Reproduce the opening lines of the records exactly, please, stopping after the line that contains "- Verify that".

Collected data entries
________________

PR #286, opened 2026-07-17
test: cover predict_labels end to end

saschagobel:
### Summary

Adds end-to-end integration coverage for the public `pragmata.eval.predict_labels()` workflow.

The tests exercise the real `tlmtc.predict_tlmtc()` dependency using a small evaluator trained from the existing tiny BERT checkpoint. The evaluator is trained once and reused across prediction cases to keep the integration suite proportionate.

### Changes

- Add a dedicated `TestPredictLabels` integration-test class.
- Add task-specific unlabeled retrieval input with identity and provenance columns.
- Train one reusable prediction-capable evaluator through the public eval training API.
- Run prediction through the public `pragmata.eval.predict_labels()` API and real `tlmtc` inference.
- Cover explicit evaluator selection.
- Cover automatic selection of the latest task-compatible evaluator while ignoring a globally newer evaluator for another task.
- Cover explicit task mismatch rejection before TLMTC inference.
- Validate the returned TLMTC `PredictResult` paths.
- Validate generated `probabilities.csv` and `predictions.csv` artifacts.
- Verify that identity and provenance columns are retained while task text columns are mapped to `text` and `text_pair`.
- Verify binary predictions and bounded probability values.

### DIFF
--- a/tests/integration/test_eval.py
+++ b/tests/integration/test_eval.py
@@ -1,4 +1,4 @@
-"""Integration tests for the public evaluator training surface."""
+"""Integration tests for public evaluator workflows."""
 
 import json
 from datetime import UTC, datetime
@@ -10,9 +10,11 @@ import pytest
 
 from pragmata import eval
 from pragmata.core.paths.annotation_paths import resolve_export_paths
+from pragmata.core.paths.eval_paths import resolve_eval_train_meta_path
 from pragmata.core.paths.paths import WorkspacePaths
 from pragmata.core.schemas.annotation_export import AnnotationExportMeta
 from pragmata.core.schemas.annotation_task import Task
+from pragmata.core.schemas.eval_output import EvalTrainMeta
 
 pytestmark = [pytest.mark.integration, pytest.mark.eval]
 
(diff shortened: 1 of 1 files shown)


lramir14 (approved):
Looks great. 
One non-blocking note: the decoy sidecars in `test_selects_latest_task_compatible_evaluator` persist in the shared `base_dir`. Safe today, but a future test in that workspace that triggers automatic selection could resolve to a decoy with no backing model. Might be worth isolating that test on a function-scoped workspace (as the mismatch test already does) or noting the caveat in a comment.  

Approved.

saschagobel:
> Looks great. One non-blocking note: the decoy sidecars in `test_selects_latest_task_compatible_evaluator` persist in the shared `base_dir`. Safe today, but a future test in that workspace that triggers automatic selection could resolve to a decoy with no backing model. Might be worth isolating that test on a function-scoped workspace (as the mismatch test already does) or noting the caveat in a comment.
> 
> Approved.

I now remove the metadata-only evaluator candidates in a finally block so they cannot affect later tests sharing the module-scoped workspace.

________________

[YOUR SOLUTION]:
PR #286, opened 2026-07-17
test: cover predict_labels end to end

saschagobel:
### Summary

Adds end-to-end integration coverage for the public `pragmata.eval.predict_labels()` workflow.

The tests exercise the real `tlmtc.predict_tlmtc()` dependency using a small evaluator trained from the existing tiny BERT checkpoint. The evaluator is trained once and reused across prediction cases to keep the integration suite proportionate.

### Changes

- Add a dedicated `TestPredictLabels` integration-test class.
- Add task-specific unlabeled retrieval input with identity and provenance columns.
- Train one reusable prediction-capable evaluator through the public eval training API.
- Run prediction through the public `pragmata.eval.predict_labels()` API and real `tlmtc` inference.
- Cover explicit evaluator selection.
- Cover automatic selection of the latest task-compatible evaluator while ignoring a globally newer evaluator for another task.
- Cover explicit task mismatch rejection before TLMTC inference.
- Validate the returned TLMTC `PredictResult` paths.
- Validate generated `probabilities.csv` and `predictions.csv` artifacts.
- Verify that identity and provenance columns are retained while task text columns are mapped to `text` and `text_pair`.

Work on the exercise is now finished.